Moreover, regarding the male-only sample, it is impossible to make any statement concerning gender differences in the development and abilities of social cognition.

Age and gender related aspects should also be reflected in the presentation of social stimuli. Stimuli of the DECT are limited to only one old male and one young female virtual character. Nevertheless, a wide range of cohorts and gendertypes could help to diversify the stimulus material and allow for valid conclusions about age and gender aspects of facial emotion categorization.

Our approach to investigate SC distinguishing between iToM and eTom with and without contextual factors is operationalized by a behavioral test battery. To investigate underlying mechanisms and to understand the relevant processes applied in SC, further empirical and theoretical conceptualizations are needed.

In order to segregate the effect of contextual factors, future research should rely on consistent facial stimuli with and without contextual elements, to obtain distinct data allowing to deduct non-contextual from contextual factors.

The broad selection of our study tasks concerning different aspects of SC has revealed distinct impairments in ASD especially within the scope of FEC and complex social context. The findings point to a need to intensify some investigations that have not been elaborated sufficiently within this study.

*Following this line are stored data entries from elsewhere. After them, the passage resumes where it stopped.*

PR #2451, opened 2019-10-04
Switch to GitHub Actions for CI

gazpachoking:
### Motivation for changes:
Try out github actions as a replacement for circleci
Hopefully we don't need to maintain custom docker images this way

#### To Do:

- [ ] Get it working
- [ ] Verify we like it better than circleci
- [ ] Add a release workflow

### DIFF
--- a/flexget/tests/conftest.py
+++ b/flexget/tests/conftest.py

According to the recommendations of Happé and Frith (2014) and the results of our study, we assume that implicit and explicit aspects of SC and the concept of social schemata should be investigated more thoroughly in terms of development. Opening the age range in both directions could be a remarkable chance to track whether and how attention to faces, emotion processing, facial emotion categorization, the ability to draw on contextual cues and the use of compensational heuristics, social schemata and scripts are related and in which chronological order they develop and appear.

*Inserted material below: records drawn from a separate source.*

PR #2454, opened 2019-10-12
Improve developer documentation slightly

### LINKED ISSUE #2376: readme: git virtualenv doc: maybe recommend python 3 and venv?
In the README (and in https://flexget.readthedocs.io/en/latest/develop/index.html) the instructions to run flexget from git recommend to use `virtualenv`, but in python3 there is a native `venv`: maybe these docs could be updated to recommend use python3 and `venv` ?

tobbez:
* Minor RST fixup. Read the Docs' parser didn't seem to care while
    pandoc did.
  * Remove some unused hyperlink targets.
  * Recommend venv rather than virtualenv.
  * Some minor language improvements.

Fixes #2376.

### DIFF
--- a/docs/develop/index.rst
+++ b/docs/develop/index.rst
@@ -24,7 +24,7 @@ Core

As perceptual categorization of emotional stimuli seems to be considerably influenced by contextual factors and by contextual knowledge (Brosch et al. 2010), a profound analysis of the relationship between facial emotion categorization and additional sources of information could help to understand how the social brain network organizes the completion of insufficient information, especially in comparisons between ASD and NTD. In our study, we used diverse tests with different stimuli to investigate this phenomenon. Hence, the results and their implications should be replicated and tested by a task design dealing with consistent stimuli in a contextual and non-contextual condition.

The use of purely behavioral tasks for testing iToM-abilities in individuals with ASD compared to NTD participants often provides uncertain or ambiguous results in accuracy. Assisted by additional physiological measurements (eye-tracking, EEG, fMRI), most studies reveal deviant processing of the applied stimuli. For a better understanding of the perception, categorization and integration processes of SC especially in terms of contextual and non-contextual iToM and eToM tasks, it could be insightful to combine behavioral tests with eye-tracking, EEG or fMRI.

Further relevant methodological aspects to focus on are time constraints for the ecologically valid presentation of social stimuli. In our study only few tasks allowed for time limitations and if so, the time constraints were possibly not short enough to elicit significant differences between ASD and NTD. As we suggest that especially iToM is processed mainly spontaneously, future studies should consider pertinent time-limited stimuli and reaction-time measurement in their design. Beside time limitations the use of dynamic stimuli provides higher ecological validity (Uljarevic and Hamilton 2012). Thus, future research should also focus on dynamic stimuli.

The data of the study presented here suggests that social cognition is a heterogeneous field comprising several different aspects and domains. Future research should operate, beside obligatory facial emotion categorization and false belief tasks, with ecologically valid material taking into account the complexity of the environment neurotypically developed and individuals with ASD are living in. Hence, a core theme of future research should be the investigation of differences in the acquisition and revision of social schemata between ASD and NTD.